Centrally, these analog systems work by creating electrical 'analogs' of other systems, allowing users to predict behavior of the systems of interest by observing the electrical analogs. The most useful of the analogies was the way the small-scale behavior could be represented with integral and differential equations, and could be thus used to solve those equations. An ingenious example of such a machine, using water as the analog quantity, was the water integrator built in 1928; an electrical example is the Mallock machine built in 1941. A planimeter is a device which does integrals, using distance as the analog quantity. Unlike modern digital computers, analog computers are not very flexible, and need to be rewired manually to switch them from working on one problem to another. Analog computers had an advantage over early digital computers in that they could be used to solve complex problems using behavioral analogues while the earliest attempts at digital computers were quite limited.

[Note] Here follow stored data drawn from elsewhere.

PR #103, opened 2018-06-20
Fade to black

webknjaz:
  - [ ] bug fix
  - [ ] feature
  - [ ] docs update
  - [x] refactoring
  - [x] other

N/A

N/A

black style enforced

* **Other information**:
@jaraco here's an idea of adopting black. I'm seeking on feedback, but in general, we would benefit, because contributors won't have to address style quirks, without having to figure out how to manually adjust style.

* **Checklist**:

---
This change is [Reviewable](https://reviewable.io/reviews/cherrypy/cheroot/103)


jaraco:
meh. Some style changes are good. Other ones are removing meaningful or useful styling. But I guess we should practice deferring to our robot overlords. Do what you like.

webknjaz:
> Other ones are removing meaningful or useful styling.

Yeah, that's what I'm worried about. At least I've disabled this annoying double-quoting of everything and adjusted line-length to PEP8 standard.

jaraco:
I've found that selectively adopting a style system is sometimes worse than not using one at all. Then you have to manage the exclusions/selections plus each user to the project has to know what those are. I've never been a huge fan of flake8 or pep8, but the linter has protected me from many coding errors, which is why I've adopted it. I don't see that black will provide those same benefits. Maybe consider applying black just the once - and cherry-pick the patches to exclude. Then at least the styling will be generally consistent (and provide a template for others working on the project), but we don't have to apply it continuously or enforce violations of it.

webknjaz:
Well, I like 99% of changes, so I think I'm +1 for keeping it.

jaraco:
The consensus is rising on black. I'm happy to adopt it in cheroot/cherrypy too.

webknjaz:
@jaraco I'm still unhappy with certain changes it does. I'm not ready to accept diff-unfriendly changes and I don't like that it does it wholesale (breaking Git blame at least).
I think, style should be chosen consciously by the human author, who knows _why_ they choose to use a certain way of writing those code lines.

jaraco:
So I merged this branch with master, deferring to master for any conflicts, then re-ran `tox -e pre-commit` to re-black the code, but even after, the tests now fail PEP257 and flake8 hooks. I think that outcome reveals at least two issues with this approach.

webknjaz:
I don't like black style after all.

PR #110, opened 2018-08-30
Apply chmod on UNIX socket after creation

### LINKED ISSUE #93: Unix socket mode not set to 0o777
Currently, cheroot deletes any pre-existing AF_UNIX socket file, then attempts to chmod the now non-existent file to 0o777, and only then creates it.

The correct behaviour would be to chmod the socket after creating it.

webknjaz:
Fixes #93

  - [X] bug fix
  - [ ] feature
  - [ ] docs update
  - [ ] refactoring
  - [ ] other

#93 

code unlinks the socket file and then immediately tries to chmod it

it should chmod after bind

* **Other information**:
Very first appearance: https://github.com/cherrypy/cheroot/commit/6ced9fd2f7d23c9e4db78894d616ed8cc5e83738#diff-920de15fced9e5f9697efed08f3c207dR214

* **Checklist**:

---
This change is [Reviewable](https://reviewable.io/reviews/cherrypy/cheroot/110)

### DIFF
--- a/cheroot/server.py
+++ b/cheroot/server.py
@@ -1660,26 +1660,46 @@ class HTTPServer:
 
         # Select the appropriate socket
         self.socket = None
+        msg = 'No socket could be created'
         if os.getenv('LISTEN_PID', None):
             # systemd socket activation
             self.socket = socket.fromfd(3, socket.AF_INET, socket.SOCK_STREAM)
         elif isinstance(self.bind_addr, six.string_types):
             # AF_UNIX socket
 
+            if IS_WINDOWS:
+                # Trying to access socket.AF_UNIX under Windows
+                # causes an AttributeError
+                raise ValueError(  # or RuntimeError?
+                    'AF_UNIX sockets are not supported under Windows.'
+                )
+
             # So we can reuse the socket...
             try:
                 os.unlink(self.bind_addr)
-            except Exception:
-                pass
+            except OSError:
+                """
+                File does not exist, which is the primary goal anyway.
+                """
+
+            # TODO: call bind here
+            af, socktype, proto, sa = (
+                socket.AF_UNIX, socket.SOCK_STREAM, 0, self.bind_addr
+            )
+            try:
+                self.bind(af, socktype, proto)
+            except socket.error as serr:
+                msg = '%s -- (%s: %s)' % (msg, sa, serr)
+                if self.socket:
+                    self.socket.close()
+                self.socket = None
+                six.raise_from(socket.error(msg), serr)
 
             # So everyone can access the socket...
             try:
-                os.chmod(self.bind_addr, 0o777)
-            except Exception:
+                os.chmod(self.bind_addr, 0o777)  # TODO: allow changing mode
+            except OSError:
                 pass
-
-            info = [
-                (socket.AF_UNIX, socket.SOCK_STREAM, 0, '', self.bind_addr)]
         else:
             # AF_INET or AF_INET6 socket
             # Get the correct address family for our host (allows IPv6
@@ -1699,8 +1719,6 @@ class HTTPServer:
 
                 info = [(sock_type, socket.SOCK_STREAM, 0, '', bind_addr)]
 
-        if not self.socket:
-            msg = 'No socket could be created'
             for res in info:
                 af, socktype, proto, canonname, sa = res
                 try:
@@ -1712,8 +1730,8 @@ class HTTPServer:
                         self.socket.close()
                     self.socket = None
 
-            if not self.socket:
-                raise socket.error(msg)
+        if not self.socket:
+            raise socket.error(msg)
 
         # Timeout so KeyboardInterrupt can be caught on Win32
         self.socket.settimeout(1)
@@ -1806,6 +1824,7 @@ class HTTPServer:
                 pass
 
         self.socket.bind(self.bind_addr)
+
         # TODO: keep requested bind_addr separate real bound_addr (port is
         # different in case of ephemeral port 0)
         self.bind_addr = self.socket.getsockname()
--- a/cheroot/server.py
+++ b/cheroot/server.py
@@ -1791,20 +1791,32 @@ class HTTPServer:
 
     def bind(self, family, type, proto=0):
         """Create (or recreate) the actual socket object."""
-        self.socket = socket.socket(family, type, proto)
-        prevent_socket_inheritance(self.socket)
+        sock = self.prepare_socket(
+            self.bind_addr,
+            family, type, proto,
+            self.nodelay, self.ssl_adapter,
+        )
+        sock = self.socket = self.bind_socket(sock, self.bind_addr)
+        self.bind_addr = self.resolve_real_bind_addr(sock)
+        return sock
+
+    @staticmethod
+    def prepare_socket(bind_addr, family, type, proto, nodelay, ssl_adapter):
+        """Create and prepare the socket object."""
+        sock = socket.socket(family, type, proto)
+        prevent_socket_inheritance(sock)
         if not IS_WINDOWS:
             # Windows has different semantics for SO_REUSEADDR,
             # so don't set it.
             # https://msdn.microsoft.com/en-us/library/ms740621(v=vs.85).aspx
-            self.socket.setsockopt(socket.SOL_SOCKET, socket.SO_REUSEADDR, 1)
-        if self.nodelay and not isinstance(self.bind_addr, str):
-            self.socket.setsockopt(socket.IPPROTO_TCP, socket.TCP_NODELAY, 1)
+            sock.setsockopt(socket.SOL_SOCKET, socket.SO_REUSEADDR, 1)
+        if nodelay and not isinstance(bind_addr, str):
+            sock.setsockopt(socket.IPPROTO_TCP, socket.TCP_NODELAY, 1)
 
-        if self.ssl_adapter is not None:
-            self.socket = self.ssl_adapter.bind(self.socket)
+        if ssl_adapter is not None:
+            sock = ssl_adapter.bind(sock)
 
-        host, port = self.bind_addr[:2]
+        host, port = bind_addr[:2]
 
         # If listening on the IPV6 any address ('::' = IN6ADDR_ANY),
         # activate dual-stack. See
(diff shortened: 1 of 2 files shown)


cheroot/server.py
```diff
@@ -1805,7 +1793,22 @@ def bind(self, family, type, proto=0):
                 # this machine's TCP stack
                 pass
 
+        # So we can reuse the socket...
+        try:
+            if not IS_WINDOWS and family == socket.AF_UNIX:
```
jaraco: Can we omit the `IS_WINDOWS` check? It feels like a redundant check, especially after having constructed a `socket.socket(AF_UNIX)`. It's also conceivable (though unlikely) that Windows could support this socket type. Better to just let operations fail, I think.

cheroot/server.py
```diff
@@ -1805,7 +1793,22 @@ def bind(self, family, type, proto=0):
                 # this machine's TCP stack
                 pass
 
+        # So we can reuse the socket...
```
jaraco: I dislike how this functionality is now embedded in the bind method and straddling the bind call.

I'm inclined to leave the unlink operation in prepare socket.

cheroot/server.py
```diff
@@ -1805,7 +1793,22 @@ def bind(self, family, type, proto=0):
...
+                os.unlink(self.bind_addr)
+        except Exception:
+            pass
+
         self.socket.bind(self.bind_addr)
+
+        # So everyone can access the socket...
+        try:
+            if not IS_WINDOWS and family == socket.AF_UNIX:
+                os.chmod(self.bind_addr, 0o777)
```
jaraco: Is 0o777 the right permissions to set unconditionally? Why not let the os set the permissions naturally, and leave it to the client to change the permissions if needed?

cheroot/server.py
webknjaz: As I recall accessing `socket.AF_UNIX` causes `AttributeError` under Windows, that's why this guard exists. Windows doesn't have such a concept at all.

cheroot/server.py
webknjaz: It guarantees that everyone can access it. Also, this PR is not intended to change the behavior. Only fix a mistake.

cheroot/server.py
webknjaz: Please take a look at this comment of the reporter: https://github.com/cherrypy/cheroot/issues/93#issuecomment-417620472
It looks like these things are quite tightly coupled. Also, it's needed exactly around `socket.bind()`.

What I don't like even more is that bypassing of the bind_addr is done via implicit assignment to the self object attribute.

webknjaz:
I'm not sure about complete removal of chmod recognizing that most of (or all?) other HTTP servers allow bypassing the config with these access privileges, while have other sufficient default. Also, I'm not sure about what side-effects this removal may cause.

webknjaz:
This pull request **introduces 1 alert** when merging d2fbe492d2a6717ea879e76927859fa16c62200c into 5edf9cb1cd4ebc8775971909a037c4d9dcd6688b - [view on LGTM.com](https://lgtm.com/projects/g/cherrypy/cheroot/rev/pr-c1e36d2659b4d5f67dc4c72ac888344ac1479649)

**new alerts:**

* 1 for Wrong number of arguments in a call

---

*Comment posted by [LGTM.com](https://lgtm.com)*

webknjaz:
This pull request **introduces 1 alert** when merging bc58cdb924ab6d15b0e1fe2fce194683ef0957ef into 5edf9cb1cd4ebc8775971909a037c4d9dcd6688b - [view on LGTM.com](https://lgtm.com/projects/g/cherrypy/cheroot/rev/pr-b9a1743e504abca0fdec880bbd2802e235601b52)

**new alerts:**

* 1 for Unused local variable

---

*Comment posted by [LGTM.com](https://lgtm.com)*

webknjaz:
@jaraco @hvenev I've redesigned this PR a bit. Could you please take a look?

cheroot/server.py
```diff
@@ -1773,20 +1762,93 @@ def error_log(self, msg='', level=20, traceback=False):
...
+
+        try:
+            # Make possible reusing the socket...
+            os.unlink(self.bind_addr)
+        except OSError:
+            """
+            File does not exist, which is the primary goal anyway.
+            """
+
+        sock = self.prepare_socket(
```
webknjaz: TODO: try setting `os.uname` before this call.

cheroot/server.py
```diff
@@ -1773,20 +1762,93 @@ def error_log(self, msg='', level=20, traceback=False):
...
+        if nodelay and not isinstance(bind_addr, str):
+            sock.setsockopt(socket.IPPROTO_TCP, socket.TCP_NODELAY, 1)
 
-        if self.ssl_adapter is not None:
-            self.socket = self.ssl_adapter.bind(self.socket)
+        if ssl_adapter is not None:
+            sock = ssl_adapter.bind(sock)
 
-        host, port = self.bind_addr[:2]
+        host, port = bind_addr[:2]
```
hvenev: I'm not sure these make sense for AF_UNIX. In fact, most of this function should probably be moved to the TCP/IP `bind()`.

cheroot/server.py
```diff
@@ -1773,20 +1762,93 @@ def error_log(self, msg='', level=20, traceback=False):
...
-        if self.nodelay and not isinstance(self.bind_addr, str):
-            self.socket.setsockopt(socket.IPPROTO_TCP, socket.TCP_NODELAY, 1)
+            sock.setsockopt(socket.SOL_SOCKET, socket.SO_REUSEADDR, 1)
+        if nodelay and not isinstance(bind_addr, str):
+            sock.setsockopt(socket.IPPROTO_TCP, socket.TCP_NODELAY, 1)
 
-        if self.ssl_adapter is not None:
-            self.socket = self.ssl_adapter.bind(self.socket)
+        if ssl_adapter is not None:
+            sock = ssl_adapter.bind(sock)
```
hvenev: I'm not sure about this, but we might want to use the SSL adapter for systemd-provided sockets. If so, maybe this should be moved to `prepare_socket()`.

cheroot/server.py
```diff
@@ -1773,20 +1762,93 @@ def error_log(self, msg='', level=20, traceback=False):
...
+        prevent_socket_inheritance(sock)
         if not IS_WINDOWS:
             # Windows has different semantics for SO_REUSEADDR,
             # so don't set it.
             # https://msdn.microsoft.com/en-us/library/ms740621(v=vs.85).aspx
-            self.socket.setsockopt(socket.SOL_SOCKET, socket.SO_REUSEADDR, 1)
-        if self.nodelay and not isinstance(self.bind_addr, str):
-            self.socket.setsockopt(socket.IPPROTO_TCP, socket.TCP_NODELAY, 1)
+            sock.setsockopt(socket.SOL_SOCKET, socket.SO_REUSEADDR, 1)
+        if nodelay and not isinstance(bind_addr, str):
```
hvenev: Maybe check against `six.string_types` similarly to `prepare()`?

cheroot/server.py
hvenev: Do you mean `umask` or changing the system hostname?

webknjaz: Yeah, but maybe we can grab current umask, create a socket and then unset it. I'll probably not do it for now.

cheroot/server.py
webknjaz: It's a good question. I'd rather check `family` though. I just didn't want to change much.

cheroot/server.py
webknjaz: That's a fair point, I prefer to think about it outside of this PR to keep changes small.

cheroot/server.py
webknjaz: Same, I don't want to touch it now. That's also further plans for refactoring it and turning it into some struct.

cheroot/server.py
```diff
@@ -1660,26 +1660,17 @@ def prepare(self):
...
-            # So everyone can access the socket...
             try:
-                os.chmod(self.bind_addr, 0o777)
-            except Exception:
-                pass
-
-            info = [
-                (socket.AF_UNIX, socket.SOCK_STREAM, 0, '', self.bind_addr)]
+                self.bind_unix_socket(self.bind_addr)
+            except socket.error as serr:
```
jaraco: This error handling is asymmetric to how a socket error is handled for AF_INET*.

cheroot/server.py
```diff
@@ -1798,18 +1860,28 @@ def bind(self, family, type, proto=0):
...
+        return sock
+
+    @staticmethod
+    def bind_socket(socket_, bind_addr):
+        """Bind the socket to given interface."""
+        socket_.bind(bind_addr)
+        return socket_
+
+    @staticmethod
+    def resolve_real_bind_addr(socket_):
```
jaraco: Why not use `sock`, which is used elsewhere in this module for the `socket.socket` instance?

cheroot/server.py
```diff
@@ -1773,20 +1762,93 @@ def error_log(self, msg='', level=20, traceback=False):
...
+        if IS_WINDOWS:
+            """
+            Trying to access socket.AF_UNIX under Windows
+            causes an AttributeError.
+            """
+            raise ValueError(  # or RuntimeError?
+                'AF_UNIX sockets are not supported under Windows.'
+            )
+
+        fs_permissions = 0o777  # TODO: allow changing mode
```
jaraco: I'm still uneasy with this as a default. I think the default should be not to change any permissions from whatever the OS sets.

cheroot/server.py
webknjaz: What do you mean? Moving `socket.close()` inside the method? I hope to generalize this stuff sometime in future.

cheroot/server.py
webknjaz: All servers I can recall have 0o666 as default permissions.
Also, take into account that if the permissions don't have rw, then nobody will be able to use this socket and our goal is to have it accessible by default. See `man -s 7 unix` for details:
```

   Pathname socket ownership and permissions
       In the Linux implementation, pathname sockets honor the permissions of the directory they are in.  Creation of a new
       socket fails if the process does not have write and search (execute) permission on the directory in which the socket
       is created.

       On Linux, connecting to a stream socket object requires write permission on that socket; sending  a  datagram  to  a
       datagram  socket  likewise  requires  write  permission on that socket.  POSIX does not make any statement about the
       effect of the permissions on a socket file, and on some systems (e.g.,  older  BSDs),  the  socket  permissions  are
       ignored.  Portable programs should not rely on this feature for security.

       When creating a new socket, the owner and group of the socket file are set according to the usual rules.  The socket
       file has all permissions enabled, other than those that are turned off by the process umask(2).

       The owner, group, and permissions of a pathname socket can be changed (using chown(2) and chmod(2)).
```

cheroot/server.py
webknjaz: Because it's a function signature, more or less public interface. So I restricted usage of shortcuts inside functions only,

PR #116, opened 2018-09-20
cheroot #42 -- remove unittest.testcase and ddt dependencies from unit tests

jeffvanvoorst:
  - [ ] bug fix
  - [ ] feature
  - [ ] docs update
  - [X] tests/coverage improvement
  - [X] refactoring
  - [ ] other

#42

Tests rely on unittest.testcase and use `ddt`

Remove dependencies on `ddt` and `unittest.testcase`

* **Other information**:
So far, I haven't been able to use the WebTest.TestApp (or maybe it is wsgiproxy.HostProxy) without having a WSGI app loaded.  I am either calling an invalid URL or the server is accessed differently than the previous test code.  The exception is basically that "None doesn't have a start_response".

Need to remove stylistic differences and cleanup files once the changes are agreeable to the cheroot maintainers.

I am not sure how to run the code through CI/automated processes -- maybe I need a branch directly from the cheroot master?

* **Checklist**:

---
This change is [Reviewable](https://reviewable.io/reviews/cherrypy/cheroot/116)


cheroot/test/conftest.py
```diff
@@ -25,3 +30,76 @@ def wsgi_server_client(wsgi_server):
 def native_server_client(native_server):
     """Create a test client out of given HTTP server."""
     return get_server_client(native_server)
+
+
+@pytest.fixture
+def make_session_for_cheroot(wsgi_server):
+    '''
```
webknjaz: Use PEP257 for docstrings

cheroot/test/conftest.py
```diff
@@ -25,3 +30,76 @@ def wsgi_server_client(wsgi_server):
 def native_server_client(native_server):
     """Create a test client out of given HTTP server."""
     return get_server_client(native_server)
+
+
+@pytest.fixture
+def make_session_for_cheroot(wsgi_server):
```
webknjaz: Can this be useful for end-users of cheroot in the testing of their apps? If yes, then it should go to `cheroot.testing` module.

cheroot/test/test_more.py
```diff
@@ -0,0 +1,57 @@
+import os
+import pytest
+import requests
+import ssl
+from cheroot.ssl.builtin import BuiltinSSLAdapter
+
+def ssl_file(filename):
```
webknjaz: Can you use `trustme` for SSL certificates creation/testing?

jeffvanvoorst: I think that is relatively straightforward to do.

webknjaz: Yeah, please do

webknjaz:
@jeffvanvoorst you can find linter errors in CI @ https://travis-ci.org/cherrypy/cheroot/jobs/431016556#L483
Also, you can run `tox -e pre-commit` for those locally.

webknjaz:
Hint: you can enable tests in your fork here https://travis-ci.com/jeffvanvoorst/cheroot and then you'll be able to restart tests there by yourself if needed :)

.coveragerc
```diff
@@ -0,0 +1,5 @@
+# .coveragerc to control coverage.py
```
webknjaz: We don't need this

cheroot/test/test_errors.py
```diff
@@ -12,7 +13,7 @@
         (
             ('EPROTOTYPE', 'EAGAIN', 'EWOULDBLOCK',
              'WSAEWOULDBLOCK', 'EPIPE'),
-            [91, 11, 32]
+            [32, 10041, 11, 10035] if os.name == 'nt' else [91, 11, 32]
```
webknjaz: This must go to a separate PR.

webknjaz: (and use `system.platform()` instead)

cheroot/test/test_more.py
```diff
@@ -0,0 +1,90 @@
...
+    cert_type = request.param
+    cert_type_to_args = {
+        "client":            ["localhost", "127.0.0.1", "::1"],
+        "client_ip":         ["127.0.0.1", "::1"],
+        "client_wildcard":   ["*.localhost"],
+        "client_wrong_host": ["cherrypy.org", "github.com"],
+    }
+
+    client_cert = None
+    if cert_type == "client_wrong_ca":
```
webknjaz: There's too much logic in the test case, it must go to separate tests, which should be as simple as possible.

cheroot/test/test_more.py
```diff
@@ -0,0 +1,90 @@
...
+    my_session = make_session_for_cheroot(
+        "localhost", prefix="https://", ssl_adapter=SSLAdapter, test_app_client="requests",
+        client_cert=client_cert_files.cert, client_key=client_cert_files.pkey)
+
+    # The pyriform requests adaptor eats the request verify and cert args as it isn't trivial to pass
+    # such args to an instant of WebTest.TestApp.
+    # Therefore, although the verify and cert args are set here, they are effectively ignored.
+    resp = my_session.get('https://localhost/', verify=SSLAdapter.certificate_chain,
+        cert=(client_cert_files.cert, client_cert_files.pkey))
+    if allowed is True:
```
webknjaz: `is True` is redundant. Also, I don't like 2in1 tests

.coveragerc
jeffvanvoorst: not a problem -- my intention was to not have the unit test sources be considered when calculating code coverage.   However, if one looks more at the detailed list  and less at the over all number, then the information is approximately the same either way (implicitly versus explicitly ignoring the test files).

cheroot/test/test_more.py
jeffvanvoorst: Please explain the idea: 2in1 tests.  Is one parameterization enough?  
For example, could go very complex and test all client cert categories, 3 types of client certificate checking (from server point of view), and 2 servers from one test function.  
The other extreme is to have one test for each combination.
Which level of complexity/code sharing are you recommending?

cheroot/test/conftest.py
webknjaz: Well, `pyriform` is should help testing it without starting an HTTP server.

jeffvanvoorst: My understanding is that this current fixture is for starting an HTTP server.

I had to replace certain parts of the TestApp and HostProxy in order to get this to work.  Also there is two sets of requests -- one used by HostProxy and one by Pyriform itself.

jeffvanvoorst: Could probably think about how to add a Pyriform fixture for cherrypy.  Not sure how to add one for cheroot with a different framework.

webknjaz: What do you mean by saying that? cheroot with a different framework?

cheroot/test/conftest.py
```diff
@@ -25,3 +28,94 @@ def wsgi_server_client(wsgi_server):
 def native_server_client(native_server):
     """Create a test client out of given HTTP server."""
     return get_server_client(native_server)
+
+
+@pytest.fixture  # noqa: F811
```
webknjaz: What do you ignore here?

cheroot/testing.py
```diff
@@ -42,7 +52,8 @@ def cheroot_server(server_factory):
         try:
             actual_bind_addr = (interface, bind_port)
             httpserver = server_factory(  # create it
-                bind_addr=actual_bind_addr,
+                actual_bind_addr,
+                conf.pop('wsgi_app', None),
```
webknjaz: please use keyword args.

cheroot/testing.py
```diff
@@ -21,10 +22,19 @@
 ANY_INTERFACE_IPV4 = '0.0.0.0'
 ANY_INTERFACE_IPV6 = '::'
 
+
+def my_crazy_app(environ, start_response):
```
webknjaz: I'm not sure that it belongs here. How can this be useful for testing apps by end-users?

cheroot/test/test_https.py
```diff
@@ -2,146 +2,163 @@
...
+        # WebTest.TestApp.  Therefore, although the verify and cert args are
+        # set here, they are effectively ignored.
+        resp = my_session.get(
+            'https://localhost/',
+            verify=SSLAdapter.certificate_chain,
+            cert=(client_cert_files.cert, client_cert_files.pkey))
+        return resp
+
+    def expected_ssl_failure_status_code(self):
+        if six.PY3:
```
webknjaz: Why is this different?

cheroot/test/test_https.py
```diff
@@ -2,146 +2,163 @@
...
+    client_dir = tmpdir.mkdir('client')
+
+    client_cert_file = client_dir.join('client.cert')
+    client_cert_file.write(client_cert.cert_chain_pems[0].bytes())
+    client_pkey_file = client_dir.join('server_pkey')
+    client_pkey_file.write(client_cert.private_key_pem.bytes())
+    return CertKeyPair(str(client_cert_file), str(client_pkey_file), cert_type)
+
+
+class _TestClientCertValidation:
```
webknjaz: Why do you need a class?

jeffvanvoorst:
Not trying to be obstinate.  The part that I am not understanding is how to use the Pyriform adapter to a real cheroot server to help users.  My guess is that users would want to test their framework code and not the real webserver.  The proxy/test code will be different.

jaraco:
I haven't spent enough time reviewing this to give it a meaningful review. The changes seem reasonable and genuine improvements. Can we say with confidence that this change won't break cherrypy's tests? If so, I'm almost inclined to accept it once @webknjaz is satisfied with the responses to his concerns.

webknjaz:
@jeffvanvoorst this needs remaking because I've factored out the unittest and ddt stuff already so only testing facilitation left to do.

Some of the most widely deployed analog computers included devices for aiming weapons, such as the Norden bombsight, and fire-control systems, such as Arthur Pollen's Argo system for naval vessels. Some stayed in use for decades after World War II; the Mark I Fire Control Computer was deployed by the United States Navy on a variety of ships from destroyers to battleships. Other analog computers included the Heathkit EC-1, and the hydraulic MONIAC Computer which modeled econometric flows.
The art of mechanical analog computing reached its zenith with the differential analyzer, built by H. L. Hazen and Vannevar Bush at MIT starting in 1927, which in turn built on the mechanical integrators invented in 1876 by James Thomson and the torque amplifiers invented by H. W. Nieman. A dozen of these devices were built before their obsolescence was obvious; the most powerful was constructed at the University of Pennsylvania's Moore School of Electrical Engineering, where the ENIAC was built. Digital electronic computers like the ENIAC spelled the end for most analog computing machines, but hybrid analog computers, controlled by digital electronics, remained in substantial use into the 1950s and 1960s, and later in some specialized applications.